PR #726, opened 2026-04-29
Add ExtraDescriptorBinding API for compiler-synthesized resources

jvepsalainen-nv:
## Summary

Add a generic mechanism for declaring and binding descriptor slots
that exist in the compiled shader binary but are not surfaced in
Slang's public reflection — for example, the coverage buffer
synthesized by Slang's `-trace-coverage` instrumentation feature.
Without this, slang-rhi's pipeline-layout builder walks reflection
alone and the resulting `VkPipelineLayout` rejects descriptor
references that the SPIR-V binary still issues, causing dispatch to
fail at pipeline creation.

## Motivation

The motivating use case is shader coverage instrumentation
(shader-slang/slang#10886, shader-slang/slang#10897). With that
feature enabled, the Slang compiler synthesizes a counter buffer
directly in the IR and surfaces its `(set, binding)` via
`slang::ICoverageTracingMetadata` — intentionally not via public
reflection, since coverage is a runtime-instrumentation concern
that should not pollute IDE / language-server / reflection-viewer
surfaces. Hosts on slang-rhi need a way to declare such slots so
that `vkCreatePipelineLayout` accepts the resulting layout.

The same pattern generalizes to any future compiler-synthesized
binding (debug-shadow buffers, profile probes, etc.); slang-rhi
gains no coverage-specific knowledge from this change.

## API additions

```cpp
namespace rhi {

// New struct.
struct ExtraDescriptorBinding {
    uint32_t set = 0;
    uint32_t binding = 0;
    slang::BindingType bindingType = slang::BindingType::Unknown;
};

// New optional fields on existing ShaderProgramDesc.
struct ShaderProgramDesc {
    // ... existing fields ...
    const ExtraDescriptorBinding* extraDescriptorBindings = nullptr;
    uint32_t extraDescriptorBindingCount = 0;
};

// New virtual on existing IShaderObject (added at end).
class IShaderObject : public ISlangUnknown {
    // ... existing methods ...
    virtual Result setExtraBinding(
        uint32_t set,
        uint32_t binding,
        const Binding& resource) = 0;
};

}
```

The host populates `extraDescriptorBindings` at program creation
based on whatever side-channel metadata interface it consults
(\`ICoverageTracingMetadata\` for the coverage case), and binds
resources to those slots via \`setExtraBinding\` at command-
recording time. Both APIs are additive; no existing slang-rhi
caller needs to change.

## Implementation scope

This PR implements the Vulkan path only:

- \`vk-shader-object-layout.cpp\` — \`Builder::addExtraDescriptorBinding\` merges the slot into the appropriate \`DescriptorSetInfo\` before \`vkCreateDescriptorSetLayout\`, so the pipeline layout includes the binding.
- \`vk-shader-object.cpp\` — \`bindAsRoot\` walks the root shader object's \`m_extraBindings\` after the reflection-driven binding loop and writes a descriptor for each, resolving \`VkDescriptorType\` from the layout's per-set binding list.
- \`vk-device.cpp\` — \`createShaderProgram\` plumbs the extras from desc → \`RootShaderObjectLayoutImpl::create\`.
- \`shader-object.{h,cpp}\` — base \`ShaderObject::setExtraBinding\` stores extras alongside reflection-keyed slots; a shared \`populateResourceSlot\` helper factors the per-binding-type validation logic.
- \`debug-layer/debug-shader-object.{h,cpp}\` — forwarding override.

D3D12, Metal, CUDA, CPU, WGPU follow the same shape and are scoped as follow-up commits/PRs.

## Verification

End-to-end verified via shader-slang/slang's \`examples/shader-coverage-demo\` on Vulkan (MoltenVK on macOS arm64). The demo:

1. Compiles a compute shader with \`-trace-coverage\` (counter ops + IR-time-synthesized coverage buffer).
2. Reads \`(set, binding)\` from \`slang::ICoverageTracingMetadata\`.
3. Sets \`ShaderProgramDesc::extraDescriptorBindings\` with the slot.
4. Calls \`setExtraBinding\` to bind the host's counter buffer.
5. Dispatches 8 frames × 64 particles.
6. Reads the buffer back; produces real per-line LCOV.

Sample LCOV output (verifies counters land in the right buffer):

\`\`\`
SF:examples/shader-coverage-demo/simulate.slang
DA:31,512        ← 64 × 8 = 512 hits (always-executed line) ✓
SF:examples/shader-coverage-demo/physics.slang
DA:45,0          ← unreachable error branch (dead-code signal) ✓
DA:46,0
\`\`\`

Without this PR the same dispatch fails at \`vkCreateComputePipelines\` with \"\`SPIR-V uses descriptor [Set 0, Binding 2, "__slang_coverage"] but the binding was not declared in the VkPipelineLayoutCreateInfo::pSetLayouts[0]\`\".

## Test plan

- [x] Vulkan dispatch via shader-coverage-demo verified locally on macOS / MoltenVK
- [ ] CI green
- [ ] Vulkan validation layer messages reviewed (pre-existing pipeline-barrier warnings unrelated to this change)

🤖 Generated with [Claude Code](https://claude.com/claude-code)

### DIFF
--- a/include/slang-rhi.h
+++ b/include/slang-rhi.h
@@ -267,6 +267,25 @@ enum class LinkingStyle
     SeparateEntryPointCompilation
 };
 
+// Describes one descriptor binding that is present in the compiled
+// shader binary but not surfaced in Slang's public reflection. The
+// host supplies these via `ShaderProgramDesc::extraDescriptorBindings`
+// so slang-rhi includes the slot in pipeline layouts.
+//
+// The canonical motivation is compiler-synthesized resources whose
+// existence is reported through a side-channel metadata interface
+// (e.g. `slang::ICoverageTracingMetadata` for `-trace-coverage`).
+//
+// `bindingType` uses `slang::BindingType` so callers can pass through
+// values returned by Slang's reflection / metadata APIs without an
+// extra translation step.
+struct ExtraDescriptorBinding
+{
+    uint32_t set = 0;
+    uint32_t binding = 0;
+    slang::BindingType bindingType = slang::BindingType::Unknown;
+};
+
 struct ShaderProgramDesc
 {
     StructType type = StructType::ShaderProgramDesc;
@@ -287,6 +306,16 @@ struct ShaderProgramDesc
     // If set to 0, then `slangGlobalScope` must contain Slang EntryPoint components.
     // If not 0, then `slangGlobalScope` must not contain any EntryPoint components.
     uint32_t slangEntryPointCount = 0;
+
+    // Bindings that are present in the compiled shader binary but not
+    // in Slang's reflection (e.g. compiler-synthesized resources).
+    // slang-rhi will include these in the constructed pipeline
+    // layout so that subsequent `setBinding` calls can target them.
+    // The host obtains the (set, binding, bindingType) values from
+    // the relevant metadata interface (e.g.
+    // `slang::ICoverageTracingMetadata`).
+    const ExtraDescriptorBinding* extraDescriptorBindings = nullptr;
+    uint32_t extraDescriptorBindingCount = 0;
 
     const char* label = nullptr;
 };
@@ -1745,6 +1774,20 @@ public:
     virtual SLANG_NO_THROW Result SLANG_MCALL getObject(const ShaderOffset& offset, IShaderObject** outObject) = 0;
     virtual SLANG_NO_THROW Result SLANG_MCALL setObject(const ShaderOffset& offset, IShaderObject* object) = 0;
     virtual SLANG_NO_THROW Result SLANG_MCALL setBinding(const ShaderOffset& offset, const Binding& binding) = 0;
+
+    // Bind a resource at a raw `(set, binding)` slot declared via
+    // `ShaderProgramDesc::extraDescriptorBindings`. Used for
+    // resources that exist in the compiled shader binary but are not
+    // surfaced in Slang's reflection (e.g. compiler-synthesized
+    // bindings from `-trace-coverage`). The slot must have been
+    // declared on the program — otherwise the call returns
+    // `SLANG_E_INVALID_ARG`.
+    virtual SLANG_NO_THROW Result SLANG_MCALL setExtraBinding(
+        uint32_t set,
+        uint32_t binding,
+        const Binding& resource
+    ) = 0;
+
     virtual SLANG_NO_THROW Result SLANG_MCALL setDescriptorHandle(
         const ShaderOffset& offset,
         const DescriptorHandle& handle
--- a/src/debug-layer/debug-shader-object.cpp
+++ b/src/debug-layer/debug-shader-object.cpp
@@ -158,6 +158,13 @@ Result DebugShaderObject::setBinding(const ShaderOffset& offset, const Binding& 
     return baseObject->setBinding(offset, binding);
 }
 
+Result DebugShaderObject::setExtraBinding(uint32_t set, uint32_t binding, const Binding& resource)
+{
+    SLANG_RHI_DEBUG_API(IShaderObject, setExtraBinding);
+    SLANG_RETURN_ON_FAIL(checkNotFinalized());
+    return baseObject->setExtraBinding(set, binding, resource);
+}
+
 Result DebugShaderObject::setDescriptorHandle(const ShaderOffset& offset, const DescriptorHandle& handle)
 {
     SLANG_RHI_DEBUG_API(IShaderObject, setDescriptorHandle);
--- a/src/debug-layer/debug-shader-object.h
+++ b/src/debug-layer/debug-shader-object.h
@@ -57,6 +57,11 @@ public:
     virtual SLANG_NO_THROW Result SLANG_MCALL getObject(const ShaderOffset& offset, IShaderObject** outObject) override;
     virtual SLANG_NO_THROW Result SLANG_MCALL setObject(const ShaderOffset& offset, IShaderObject* object) override;
     virtual SLANG_NO_THROW Result SLANG_MCALL setBinding(const ShaderOffset& offset, const Binding& binding) override;
+    virtual SLANG_NO_THROW Result SLANG_MCALL setExtraBinding(
+        uint32_t set,
+        uint32_t binding,
+        const Binding& resource
+    ) override;
     virtual SLANG_NO_THROW Result SLANG_MCALL setDescriptorHandle(
         const ShaderOffset& offset,
         const DescriptorHandle& handle
--- a/src/shader-object.cpp
+++ b/src/shader-object.cpp
@@ -377,6 +377,132 @@ Result ShaderObject::setBinding(const ShaderOffset& offset, const Binding& bindi
     return SLANG_OK;
 }
 
+namespace {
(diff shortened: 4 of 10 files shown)


skallweitNV:
Quick AI review. I think the point on having these bindings properly exposed through Slang reflection might be a much better approach.



### Does it make sense?

**The motivation is sound.** Slang's coverage instrumentation (`-trace-coverage`) synthesizes a buffer binding at the IR level that intentionally doesn't appear in public reflection. Without a mechanism to declare these "hidden" bindings, `vkCreatePipelineLayout` rightfully rejects the SPIR-V because it references undeclared descriptors. The PR solves a real problem.

**However, there are design concerns:**

### 1. API Surface Uses `(set, binding)` — This is Vulkan-Centric

The `ExtraDescriptorBinding` struct exposes raw `(set, binding)` pairs, which map 1:1 to Vulkan's descriptor set/binding model. This abstraction leaks through the RHI boundary:

- **D3D12** uses root signatures with descriptor tables, root descriptors, and root constants — organized by `register` and `space`, not `(set, binding)`. The mapping isn't trivial; D3D12 doesn't even have a concept of "descriptor sets" in the same way.
- **Metal** uses argument buffers with indices per buffer/texture/sampler type.
- **WebGPU** uses bind groups and bindings, which are *similar* to Vulkan sets/bindings but not identical in semantics.
- **CUDA/CPU** don't have descriptor sets at all — they use direct memory pointers.

The PR claims other backends "follow the same shape" as follow-ups, but the `(set, binding)` model fundamentally doesn't map cleanly to D3D12's root signature mechanism. For D3D12, you'd need `(register, space, registerType)` instead.

### 2. `setExtraBinding` Bypasses the Existing Hook Mechanism

The existing `setBinding()` invokes `m_setBindingHook` after populating a slot — this is the mechanism CUDA and CPU backends use to perform side effects at bind time. The new `setExtraBinding()` does NOT invoke this hook. This means:
- CUDA/CPU backends would silently ignore extra bindings unless they add custom handling in their `bindAsRoot` equivalent.
- The patterns diverge: normal bindings use hooks, extra bindings don't.

### 3. Linear Search in `setExtraBinding` and `bindAsRoot`

```cpp
for (auto& entry : m_extraBindings) {
    if (entry.set == set && entry.binding == binding) { ... }
}
```

And in the Vulkan binding path:
```cpp
for (const auto& vkBinding : descriptorSetInfo.vkBindings) {
    if (vkBinding.binding == extra.binding) { ... }
}
```

These are O(n) linear scans. For the motivating use case (1 coverage buffer), this is fine. But the PR explicitly mentions generalizing to "debug-shadow buffers, profile probes, etc." — if many extras accumulate, this becomes quadratic per dispatch.

### 4. No Validation That the Slot Was Declared

`setExtraBinding()` in `ShaderObject` will happily store bindings to *any* `(set, binding)` pair. The validation only happens at bind time in Vulkan's `bindAsRoot` where undeclared sets are silently `continue`d. The PR description says "The slot must have been declared on the program — otherwise the call returns `SLANG_E_INVALID_ARG`" but the code silently drops unknown slots rather than returning an error.

### 5. `populateResourceSlot` Duplicates `setBinding` Logic

The PR extracts 126 lines of binding-type switching into a `populateResourceSlot` helper in an anonymous namespace — but doesn't refactor `setBinding` to use it. This creates two diverging copies of the same logic. When a new `BindingType` is added, both paths need updating.

### 6. Vulkan-Only Implementation Ships; Only `Buffer` Case Handled in `bindAsRoot`

The `bindAsRoot` code has:
```cpp
default:
    // Other resource kinds (textures, samplers, AS) can
    // be added on demand.
    break;
```

Combined with `populateResourceSlot` handling all types, this creates a confusing mismatch — you can *set* a texture as an extra binding (no error), but it will be silently ignored at dispatch time. This violates the principle of least surprise.

---

### Alternative Approaches

1. **Extend Slang reflection instead.** If the coverage buffer's `(set, binding)` is known to the compiler via `ICoverageTracingMetadata`, Slang could expose it through the *existing* reflection API (even if marked as "synthetic" or "internal"). This would require zero RHI changes — the existing pipeline layout builder would pick it up automatically.

2. **Use an opaque `PipelineLayoutExtension` mechanism.** Instead of baking `(set, binding)` semantics into the public API, allow backends to accept opaque extension data on `ShaderProgramDesc`. Each backend would interpret its own extension type (e.g., VulkanExtraBindings, D3D12ExtraRegisters). This is more verbose but avoids the Vulkan-centric abstraction leak.

3. **Use the existing `setBinding` path with a synthetic reflection range.** The RHI could internally create a synthetic binding range when processing `extraDescriptorBindings`, assigning them `bindingRangeIndex` values at the end of the reflection-derived ranges. This would unify the binding path entirely — no new virtual method needed.

---

### Will it Rot?

**High rot risk:**
- The `populateResourceSlot` helper duplicates `setBinding` and will diverge over time.
- Only the Vulkan path is implemented; other backends will either need follow-up PRs (that may never land) or will silently ignore the API.
- Adding `setExtraBinding` to `IShaderObject` (a COM interface) is a permanent commitment. If Slang reflection is later extended to expose synthesized bindings normally, this API becomes dead weight that can't be removed without a breaking change.
- The `vkBinding.stageFlags = VK_SHADER_STAGE_ALL` is overly broad — it works but wastes descriptor pool resources on stages that don't use the binding. It also means validation layers won't catch binding-to-wrong-stage errors.

---

### Additional Overhead for Rarely-Used API

The overhead is minimal for the common case (no extra bindings):
- `ShaderObject` gains a `short_vector<ExtraBindingSlot> m_extraBindings` member — this is heap-allocated only if used (short_vector inline storage).
- `ShaderProgramDesc` gains two new fields (pointer + count) defaulting to nullptr/0 — negligible.
- The `bindAsRoot` loop iterates `m_extraBindings` which is empty in the common case — effectively free.
- The layout builder's `for` loop over `extraDescriptorBindingCount` is also zero-cost when count is 0.

**Verdict: no meaningful runtime cost when unused.** Memory cost is one extra `short_vector` (likely 24 bytes inline) per shader object.

---

### Summary

| Aspect | Assessment |
|--------|-----------|
| Solves a real problem | Yes |
| API design | Vulkan-centric; `(set, binding)` doesn't map to D3D12/Metal cleanly |
| Cross-backend viability | Questionable without significant backend-specific re-interpretation |
| Code duplication | `populateResourceSlot` duplicates `setBinding` without refactoring either |
| Silent failures | Extra bindings to textures/samplers silently dropped; undeclared slots silently ignored |
| Rot risk | High — COM interface extension, duplicated code paths, partial implementation |
| Performance overhead | Negligible when unused |
| Alternative approaches | Extending Slang reflection or using synthetic binding ranges would be cleaner |

**Recommendation:** The motivating use case is valid, but the API would benefit from being designed around Slang's own abstraction layer (register/space or binding range indices) rather than raw Vulkan `(set, binding)` pairs. The cleanest long-term solution would be to have Slang expose these bindings via reflection (even with a "synthetic" flag) so the existing pipeline layout machinery handles them automatically — zero new API surface needed.

jvepsalainen-nv:
Closing as debug and pipecleaning only. Actual implementation continues in https://github.com/shader-slang/slang-rhi/pull/739

PR #731, opened 2026-04-30
Use emscripten 5.0.6

skallweitNV:
Unfortunately the emscripten build depends on a specific range of versions to work (due to webgpu dependency). We manually set the version to `5.0.6` instead of `latest` until this can be fixed in a different way.


skallweitNV:
@j8asic for visibility

ccummingsNV (approved):

PR #733, opened 2026-05-01
Add D3D12 work-graph support

jkwak-work:
This PR is to support D3D12 WorkGraph that is available with SM 6.8.
This PR follows the pattern of the code change when RayTracingPipelineDesc was added.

== == ==

From the first line above through the line that contains "The motivating use case is shader", quote each line exactly. Output nothing more.

(Result of the task):
PR #726, opened 2026-04-29
Add ExtraDescriptorBinding API for compiler-synthesized resources

jvepsalainen-nv:
## Summary

Add a generic mechanism for declaring and binding descriptor slots
that exist in the compiled shader binary but are not surfaced in
Slang's public reflection — for example, the coverage buffer
synthesized by Slang's `-trace-coverage` instrumentation feature.
Without this, slang-rhi's pipeline-layout builder walks reflection
alone and the resulting `VkPipelineLayout` rejects descriptor
references that the SPIR-V binary still issues, causing dispatch to
fail at pipeline creation.

## Motivation

The motivating use case is shader coverage instrumentation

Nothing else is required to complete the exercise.